Repoliticizing the Anti-Politics Machine: Development, Expertise, and Ethnic Politics in Sri Lanka: Uvin Dissanayake (McGill University), Narendra Subramanian (McGill University)
Abstract: Since the publication of James Ferguson’s 1990 book of the same title, the image of the development industry as an ‘anti-politics machine’ has become the dominant analytical metaphor in development studies. Indeed, the idea of development as depoliticizing is prevalent not only in critical literature but increasingly in mainstream development management theory, with frameworks like ‘Adaptive Management’ and ‘Doing Development Differently’ being proposed to better incorporate politics in development practice. I argue that this metaphor and the theoretical consensus surrounding it is misleading. This paper puts forward a theory of repoliticization in development, understood as a process by which development practices reveal the contingency of a given socio-political arrangement, challenging a consensus that has allowed for it to be naturalized. I use practice tracing methods to explore how different groups of development actors, namely the Sri Lankan military and 'international development' practitioners, engage back and forth in processes of repoliticization and depoliticization on behalf of rival ordering projects. To do so, I examine the ethnic politics of the Mahaweli Development Program, an irrigation project implemented to make use of Sri Lanka’s largest river, from 1977 to the present. I show how processes of ‘rendering technical' in development practice, commonly understood as part and parcel of depoliticization, can instead generate political contestation. By questioning this assumed opposition between the political and the technical, I hope to show how the concept of repoliticization can help us better understand the effects of development practice on the societies that are the objects of its intervention.

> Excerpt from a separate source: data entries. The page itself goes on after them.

Issue #1519, opened 2016-12-02
Avatar for contact with emoji needs design/change


riyapenn:
- [X ] I have searched open and closed issues for duplicates (but feel like I've overlooked something so this could also be mentioned in another issue) However, https://github.com/WhisperSystems/Signal-iOS/issues/1512  regarding unsaved contacts is related.

----------------------------------------

### Bug description
If a contact's name starts with an emoji character in the contact list entry, a character is displayed in the Avatar

### Steps to reproduce
- Have contact name in contact list with an avatar
- view message compose contact list, view invite contact list or open conversation thread and go to inbox view of contact list 

OR
- Have contact saved in contact list with JUST a phone number, NO NAME.
- view message compose contact list, view invite contact list or open conversation thread and go to inbox view of contact list 

**Actual result:** Character with an A is displayed
**Expected result:** Suggestion is a cleaner avatar or different character. For example, Signal Desktop displays diamond with a question mark (image below)

### Screenshots

iOS image of avatar for contact with name '[Emoji] Google Voice' 
![avatar emoji name](https://cloud.githubusercontent.com/assets/4898366/20820741/59c090ae-b7f2-11e6-9834-2d5d6e2af79d.png)

Signal Desktop handling of emoji as first character of contact name:
<img width="61" alt="desktopemojiavatar" src="https://cloud.githubusercontent.com/assets/4898366/20820795/a4fd62a4-b7f2-11e6-854d-6291de784302.png">

### Device info

**Device**: iPhone 5C
**iOS version**: 10.1.1
**Signal version:** 2.6.6

michaelkirk:
One approach would be to restrict initials to alphanumeric characters only.

Stanzi97:
To be honest, who (except 12-year old girls, who are not the target group of Signal) have contacts which start with a Smily/Emoji??

michaelkirk:
@Stanzi97 your comment is rude, unhelpful, and based on incorrect assumptions. Use respect when communicating here.

The current behavior is clearly broken and we should fix it.

PR #1523, opened 2016-12-04
Mkirk/fixup contacts

### LINKED ISSUE #1512: Avatar for unknown contact is confusing
When you receive a message from an unknown contact their avatar is just a "+" in a circle.

Worse than just unhelpful, this gives the false impression that this should be an actionable button.

The reasoning is the "+" is the "intials" for their display name (which is just their phone number if they're not in your contacts), but if you had e.g. "David Bowie" in your contacts it would appear as "DB".

michaelkirk:
Fixes crash when composing message and contact has no first name.

fixes #1512
closes #1520 
closes #1299

### DIFF
--- a/Podfile.lock
+++ b/Podfile.lock
@@ -32,7 +32,7 @@ PODS:
   - JSQMessagesViewController (7.3.4):
     - JSQSystemSoundPlayer (~> 2.0.1)
   - JSQSystemSoundPlayer (2.0.1)
-  - libPhoneNumber-iOS (0.8.17)
+  - libPhoneNumber-iOS (0.9.1)
   - Mantle (2.1.0):
     - Mantle/extobjc (= 2.1.0)
   - Mantle/extobjc (2.1.0)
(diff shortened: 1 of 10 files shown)


roostr:
>     NSRange rangeOfLetters = [self.contactName rangeOfCharacterFromSet:[NSCharacterSet letterCharacterSet]];

I considered something like this when trying a solution that could also solve #1519, but ultimately couldn't find good documentation and shied away.

Here's what scared me off: I used [this sample code](http://stackoverflow.com/a/15742659) to look at the number of elements in a few different character sets, and found:

uppercaseLetterCharacterSet: 2229 elements
lowercaseLetterCharacterSet: 2599 elements
lettersCharacterSet: 173130 elements

It seems like a join on upper and lower may be an alternative solution, as letters includes a lot more extra stuff. From a few comments I found on SO, that extra stuff includes marks that modify letters (like when people do funky things with unicode to make text ladder up and down your screen). That's when I stopped going down the rabbit hole (as I couldn't find any good documentation on what to expect from the different character sets), and settled on a different strategy.

All that said, the code proposed looks good to ship, and if a problem surfaces in the field, this can always be revisited. So this is just an FYI of what I found when going down a similar path.

Issue #1210, opened 2016-06-11
accessibility text for buttons / magic tap to end phone call


lilmike:
- [x] I have searched open and closed issues for duplicates

---
### Bug description

Describe here the issue that you are experiencing.
I am blind, so use voice over on iOS to read the screen out loud. In signal, however, there are a few slight inaccessibilities plus a few improvements that coudl be made.
1. There are a few buttons that are labelled, instead of with a label like call or make a phone call, with the (I think) name of the image of the icon. For example, the phone button on the message page says 'phone-white' and the add media button says 'media-blue' or similar. Also, the group button on the contacts page shows 'group-white'.
2. In the phone call, it would be nice if voice over users coudl use the "magic tap" to end the phone call, instead of having to have the phone up to their ear to hear voice over, then finding the end button. The magic tap is a special voice over gesture which generally ends or begins something, such as music playback, a phone call, etc. It is a double tap with two fingers.
### Steps to reproduce
- using hyphens as bullet points
- list the steps
- that reproduce the bug
1. Turn on voice over, either in settings, or sometimes by tripple tapping the home button.
2. Navigate to signal, and find a chat you want to open.
3. double tap to open it, then touch the button for making a phone call, and adding media. Each will be spoken as 'phone-white' or 'media-blue'.
4. Go back, and double tap compose. You will notice, when touching the group chat button, that it is spoken as 'group-white'.
5. Go back to a message, and click the button to make a phone call. When you want to end the call, try double tapping with two fingers on the screen. It will not end the call. Instead, you will need to double tap the end button, which can be hard to find with the phone held up to your ear.

**Actual result:** Describe here what happens after you run the steps above (i.e. the buggy behaviour)
**Expected result:** Describe here what should happen after you run the steps above (i.e. what would be the correct behaviour)
### Device info

**Device**: iPhone 5s.
**iOS version**: 9.2

cannona:
I am also a VO user, and so am also effected by this issue.  If there is anything I can do to help get this resolved, please don't hesitate to ask.

TL;DR: me too!

paddyblifu:
I' also a vo-user too and I've found the following issue:

[...]

Issue #864, opened 2015-08-04
Labeling buttons to improve accessibility for the blind


MahfudNay:
Hello

Congratulation for Signal app, it is a fantastic app, now it is the only app that blind users can use for private messages.
To improve the accessibility, you have several tools from Apple here https://developer.apple.com/accessibility/
I would like to suggest some changes to improve accessibility for blind users for Signal app.
I can press buttons but some of them are not correctly labeled, I know what happen because I've saw the result of the action but VoiceOver reads something different that I do not understand.
1. Delete a conversation: when I put down a finger to see what actions i can get, VoiceOver does not read anything when I'm on the delete  option and the app do not ask me before if I'm sure to want to delete the conversation, so, I've deleted when I didn't want to do that.
2. Attach something: Voiceover reads "BtnAttachment Blue". I recommend you to label it as "Attach something, Attach or share".
1. BtnCancel white: I recommend to label it as "Cancel or back". That happen for example when I check the settings of the app.
   1. BtnPhone white: in an individual conversation, VoiceOver reads that button to call someone. I recommend to label it as "Phone, call or phone (name of the person) or call to (name of the person).
   2. Separated  information for a message: when I receive a message, I have to flick 3 times to read all information about the message: A. Time. B. Content of the message. C. Name of the person. 
      I recommend you to try to get that VoiceOver reads all that information just in once.
   3. The name of the person doesn't appear for each message in a conversation. When I read the content of the conversation, I have to guess if the message that I am reading is mine or from the my friend. If you get that VoiceOver say the name of the person before read the content of the message, then, it would be perfect :).

FredericJacobs:
Oh, wow. Thanks for writing this up.

I'll be in touch with you soon. I would love you to be part of our beta-program so that we can have shorter feedback loop (so that we don't have to wait for Apple to approve the test updates).

MahfudNay:
Hello

Thank you very much.
I will be very happy to  participate in the beta program, I wait  for your instructions.
I’m sure that  working together we are going to get a good app :).

Mahfud




Mahfud Chaaban
mahfud.chaaban@gmail.com
www.tecnocharlas.es <http://www.tecnocharlas.es/>

riyapenn:
Additional voiceover details:
[...]

PR #1529, opened 2016-12-07
Improve accessibility a bit

jschneier:
### Contributor checklist

 * iPhone SE, 10.1.1

- - - - - - - - - -
This is a start at #864 and #1210. Any feedback on how well this conveys meaning to the user/fits with Apple's HIG would be appreciated. Major missing pieces that still need to happen:

- [] We have to localize the Storyboards and I'm not sure how to do that - a number of the confusing buttons are built in IB and while I can set runtime defined `accessibilityLabel`s and such it doesn't localize into files without additional Xcode black magic
- [] I want to do magic tap at least on phone calls, just need to work out the state logic properly
- [] We can make things like reading out the message a lot nicer where it says things like "sent on" instead of just spitting out the date (WhatsApp does it well)
- [] I couldn't figure out a way to tap on the name to get to the conversation settings with VO enabled, maybe #1498 will help with that, you can do it in WhatsApp just fine

#1498 conflicts with this so hopefully that can be merged first and then this can be rebased/updated. This is my first time using VO, quite an experience.

### DIFF
--- a/Signal/src/view controllers/MessagesViewController.m
+++ b/Signal/src/view controllers/MessagesViewController.m
@@ -236,6 +236,8 @@ typedef enum : NSUInteger {
     self.messageAdapterCache = [[NSCache alloc] init];
 
     _attachButton = [[UIButton alloc] init];
+    _attachButton.accessibilityLabel = NSLocalizedString(@"ATTACHMENT_LABEL", @"Accessibility label for attaching photos");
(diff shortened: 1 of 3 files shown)


michaelkirk:
Awesome. Thank you!

Would you mind opening issues for the other things you outlined?

PR #1532, opened 2016-12-08
Prevent iRate prompt when handling local notifications

### LINKED ISSUE #1530: keyboard overlays "Rate Signal" when responding to notification
## Actual Behavior

From a user report:

> I opened Signal to respond to a message from a friend, and the notification asking me to rate Signal appeared on top of the message from my friend, with the virtual keyboard on top of the notification. Which made it impossible to either dismiss the notification or use Signal.

## Expected Behavior

You should not see the rating pop-up when the app was launched in response to a notification.

guillett:
### Contributor checklist

 * iPhone5,2, iOS Version: 9.3.5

Peace Building in South Asia: Exploring through lenses of Structure, Culture and Rationality: Muhammad Sajid (University of the Punjab,Lahore-Pakistan)
Abstract: Durable peace in South Asia is still a fantasy. This research attempts to find out causes of failure of peace building between Pakistan and India. Due to its comprehension, the concept of peace building has been used. Using paradigms of comparative politics i.e. Rationality, Structure and Culture as well as some theories of International Relations, this research aims at finding the real causes of failure of peace building attempts. Though conflict and peace is studied under the umbrella of International Relations, this research is also an attempt to explain peace buildi ng by using theories of comparative politics. It focuses on how and why individual and collective human agency and structural solutions failed in peace building in South Asia. It also explains how ethnic structure, factional politics, ideological indoctrination in politics, building of extreme nationalist narrative, territorial disputes and non-political elites posed hurdles in the way of peace process. By mapping existing literature, this research not only fills the gap by finding root causes of peace building failure but also suggests possible solutions of peace building between the two states.